[EXTRACTED RECORDS]
PR #2656, opened 2015-10-28
improve notfications indexing

robguthrie:


robguthrie:
Before: 
image

gdpelican:
Yeah, good stuff.

The notifications stuff is a nest performance wise because there's so many events and eventables with relations that are tough to keep track of; there's a bunch of unneeded queries going on there I think.

PR #2657, opened 2015-10-28
remove motions_count method as it is a column anyway

robguthrie:
Looks like this method should not be on group, as I added it as a counter cache.

This means we'll use the CC rather than causing a query:
image


gdpelican:
This fix is in the dashboard improvements branch already, I think :)

robguthrie:
@gdpelican any objections to removing this discussions_controller_spec? It's too much work to fix because it's written with a mock_model. We have cukes covering the important functionality, we're not changing the file under test in the future.

gdpelican:
I fixed those specs in the other branch (with a miserable, miserable hack...), when I merge this in there I'd just as soon keep em in there if they pass easily, if not I don't mind dumping it.

PR #2659, opened 2015-10-29
Ensure group welcome modal works for logged out group creation

HSalmon:


HSalmon:
@robguthrie, is this ready to go d'you reckon?

app/models/invitation.rb
```diff
@@ -13,6 +13,8 @@ class InvitationAlreadyUsed < StandardError
   belongs_to :invitable, polymorphic: true
   belongs_to :canceller, class_name: User
 
+  update_counter_cache :invitable, :invitations_count
```
gdpelican: Hey @robguthrie do you have a strong sense of when this `update_counter_cache` fires? Is it after saves? Only saves which change the relevant information? Only after create / delete, and not update?

Also, should this be `update_counter_cache :group, :invitations_count`?

lineman/app/components/group_page/group_page_controller.coffee
```diff
@@ -37,4 +35,15 @@ angular.module('loomioApp').controller 'GroupPageController', ($rootScope, $loca
   @openUploadLogoForm = ->
     ModalService.open LogoPhotoForm, group: => @group
 
+  @handleSubscriptionSuccess = ->
```
gdpelican: This is great for now, but this 'do stuff when query parameters are there' feels like a separate concern to me, and I like the idea of separating it out. Haven't got a great idea for how yet tho.

gdpelican:
This looks wonderful!

app/models/invitation.rb
robguthrie: Yea, I am also keeping an eye out for if these are good value.

It adds hooks for create, update and destroy. So there is a count query per invitation operation. It's a bigger cost that what you see with an increment/decrement approach but it's less problematic.

lineman/app/components/group_page/group_page_controller.coffee
robguthrie: I imagine that if we had a router we really used then this would be state triggered and would feel less clunky.

I think I'm keen to explore using ui-router

PR #2661, opened 2015-10-29
Fix javascript error on profile page

gdpelican:


gdpelican:
To repro:

- Go to user profile page
- Make changes and hit 'save'

PR #2662, opened 2015-10-29
Search improvements

gdpelican:
Just throwing this up to see which tests I need to write / rewrite; this works hella well already though.


gdpelican:
I've greatly simplified search, yay! I'm going to annotate this PR so it's a little easier to understand.

app/models/discussion.rb
```diff
@@ -65,6 +65,17 @@ class Discussion < ActiveRecord::Base
   pg_search_scope :search, against: [:title, :description],
     using: {tsearch: {dictionary: "english"}}
 
+
+  scope :search_for, ->(query, user, opts = {}) do
```
gdpelican: So, searching for discussions has been reduced to 3 scopes, one on Discussion and two on SearchVector

- SearchVector#search_without_privacy returns all of the matches across the system, and returns their discussion_id and search rank
- SearchVector#search_for applies the Queries::VisibleDiscussions privacy option
- Discussion#search_for takes all of the discussion ids in SearchVector#search_for, and selects the fields we're interested in (title, description, key, a blurb, etc.) based on them.

Note that these queries are all knit together in ActiveRecord, so it all happens in one query that's pretty darn fast.

app/models/search_vector.rb
```diff
@@ -1,8 +1,76 @@
 class SearchVector < ActiveRecord::Base
+
+  WEIGHT_VALUES = [
```
gdpelican: These are the weights applied to different sections of the discussion. For example, a discussion title is ranked A (1.0), while a motion title is ranked B (0.3), a comment body is ranked D (0.03), etc. They're pulled out here so they can be easily tweaked (maybe even as an ENV?)

app/models/search_vector.rb
```diff
@@ -1,8 +1,76 @@
...
+    handle_asynchronously :index!
+
+  end
+
+  def self.index_everything!
+    index_without_delay! Discussion.pluck(:id)
+  end
+
+  def self.index_thread_sql(discussion_id)
+    "INSERT INTO discussion_search_vectors (discussion_id, search_vector)
```
gdpelican: This hasn't changed from the previous implementation (although I might be tempted to simplify it some, it works just fine.)

We're taking each of the different parts of the discussion and weighting them based on our weights above, creating a multi-weighted vector which gets stored in SearchVector for searching later.

Note the string_agg functions, which knit together all of the, say, motion names, into a single blob of text for vectorizing.

app/models/search_vector.rb
```diff
@@ -1,8 +1,76 @@
...
+       WHERE  discussion_id = #{discussion_id}) comments ON #{discussion_id} = id
+     WHERE    id = #{discussion_id}"
   end
+
+  def self.discussion_field_weights
+    DISCUSSION_FIELD_WEIGHTS.map { |field, weight| "setweight(to_tsvector(coalesce(#{field}, '')), '#{weight}')" }.join ' || '
+  end
+
+  scope :search_for, ->(query, user, opts = {}) do
+    Queries::VisibleDiscussions.apply_privacy_sql(
```
gdpelican: The great thing about having these as scopes is that we can really easily apply weirdo filters to them. (Although we have to do it at the SearchVector level, not the Discussion level)

So, something like
```
SearchVector.search_for('bunnies', current_user).where(group: )
```

will search in a single group. This works because we're joining the discussion and group fields on the search vector query, so we have access to loads of info about the things we're searching.
(We might have to do `where('groups.id = ?', group.id)`, but who cares that still rocks)

This allows for things like per-group queries, timeframing, and searching a single field
(Search Discussion Titles Only = `.where('discussions.description ilike %#{query}%')`

app/queries/thread_search_query.rb
```diff
@@ -1,147 +0,0 @@
...
-              #{rank_sql(motion_field_weights)} as rank,
-              #{field_as_blurb_sql('description')} as blurb
-     FROM     motions
-     WHERE    motions.discussion_id IN (#{top_ids.join(',')})
-     AND      #{field_weights_sql(motion_field_weights)} @@ plainto_tsquery(:query)
-     ORDER BY discussion_id, rank DESC"
-  end
-
-  def self.relevant_comments_sql(top_ids)
-    "SELECT   DISTINCT ON (discussion_id)
```
gdpelican: I got rid of the relevant comments / relevant motions stuff for now. It can go back in if it needs to, but it doesn't need to at the moment; I'd rather opt for getting it blazing fast and then make speed sacrifices for quality then if we need to.

app/serializers/search_result_serializer.rb
```diff
@@ -1,10 +1,6 @@
 class SearchResultSerializer < ActiveModel::Serializer
   embed :id, include: true
-  attributes :id, :priority, :query, :discussion_blurb, :motion_blurb, :comment_blurb
-
-  has_one :discussion
-  has_one :motion, root: :proposals
```
gdpelican: This serialization was killing us as well, especially given that the discussion serializer had some perf issues.

Now we just get a slightly-dumbed-down discussion back as the result, with no bells or whistles.

robguthrie: Looks really great James.  Thanks for explaining it all too.

PR #2665, opened 2015-10-30
make /development an index of development actions you can use

robguthrie:


gdpelican:
Nice.

Hm, I wonder if there'd be a way to use the existing rails Routing Error page to display this, but no point spending time on it.

PR #2667, opened 2015-10-30
Add slack webhook for new discussion

juliagra:


juliagra:
Hi @gdpelican, it took awhile to get my dev env set up again with the new angular frontend, but I finally manged to test this slack notification feature for a new discussion. 

screen shot 2015-10-29 at 6 09 37 pm

gdpelican:
This looks pretty great.

Only tweak I'd suggest is that we don't need the discussion title twice, so something like

Patrick Swayze started a new discussion in Fresh Group
  Lunch Options
  This will be a place...

would do just fine.

juliagra:
I updated the text to remove a double mention of the discussion title, now it looks like this: 

screen shot 2015-11-02 at 11 37 01 pm

gdpelican:
Looks great @juliagra, thanks!

PR #2669, opened 2015-10-30
Mention pass two: lists & tables

gdpelican:


gdpelican:
It kinda blows my mind that there's not a global rendering option.

robguthrie:
thanks james!

PR #2671, opened 2015-11-02
add default cover photo to public

robguthrie:


robguthrie:
we already have a copy of this file in assets. I'm not going to use this.

PR #2673, opened 2015-11-02
Blue mentions

robguthrie:


lineman/app/components/user_page/user_page.haml
```diff
@@ -5,7 +5,7 @@
       .user-page__left
         %user_avatar{user: 'userPage.user', size: 'featured'}
       .user-page__right
-        %h2.user-page__name {{userPage.user.name}}
+        %h1.user-page__name {{userPage.user.name}}
         %h4.user-page__username @{{userPage.user.username}}
```
rdbartlett: why are we using an h4 here?

PR #2676, opened 2015-11-02
set is_referral for second and more groups

robguthrie:


rdbartlett:
Do you think there's any value in running a migration to make sure all groups match this definition?

robguthrie:
yes

Issue #2816, opened 2015-12-14
allow me to expand "new topic" textarea vertically


whit537:
I want to write more than will fit in the textarea as initially displayed, but I can't change the size of the textarea vertically using the browser's controls.

![screen shot 2015-12-14 at 12 13 38 am](https://cloud.githubusercontent.com/assets/134455/11773428/ac4f6262-a1f7-11e5-8826-1ba996f224fe.png)

whit537:
Ftr the textarea *does* expand when I fill it with content:

![screen shot 2015-12-14 at 12 15 35 am](https://cloud.githubusercontent.com/assets/134455/11773434/d840602e-a1f7-11e5-8c15-aea934888542.png)

gdpelican:
Yeah we're using a library to allow text areas to expand as content is entered into it. Likely we just want to stop the user from being able to expand the text areas manually at all.

PR #2845, opened 2015-12-18
Disallow manual text area resize

gdpelican:
@mhjb @rdbartlett Am I crazy for doing this?

For #2816

### DIFF
--- a/lineman/app/css/1_utilities.scss
+++ b/lineman/app/css/1_utilities.scss
@@ -22,6 +22,7 @@
 }
 
 .lmo-textarea {
+  resize: none;
   min-height: 100px;
 }
 


mhjb:
Mind explaining your rationale?

gdpelican:
Sure. The auto-expanding text area package means you can't resize vertically (it will only expand to the height of the text inside it). Messing with the horizontal size doesn't add much value, and more often than not looks like crap:

screen shot 2015-12-18 at 8 13 33 pm
screen shot 2015-12-18 at 8 13 51 pm

Thus... I'm not sure I can think of a good case for letting users resize their text areas.

robguthrie:
arr thanks. I agree remove it if we have auto resize

rdbartlett:
Sweet as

[TASK INSTRUCTIONS]
Copy nothing beyond the line containing "Yeah, good stuff.". Transcribe exactly from the first line of the entries down to that line, inclusive.

[REPLY TO THE TASK]
PR #2656, opened 2015-10-28
improve notfications indexing

robguthrie:


robguthrie:
Before: 
image

gdpelican:
Yeah, good stuff.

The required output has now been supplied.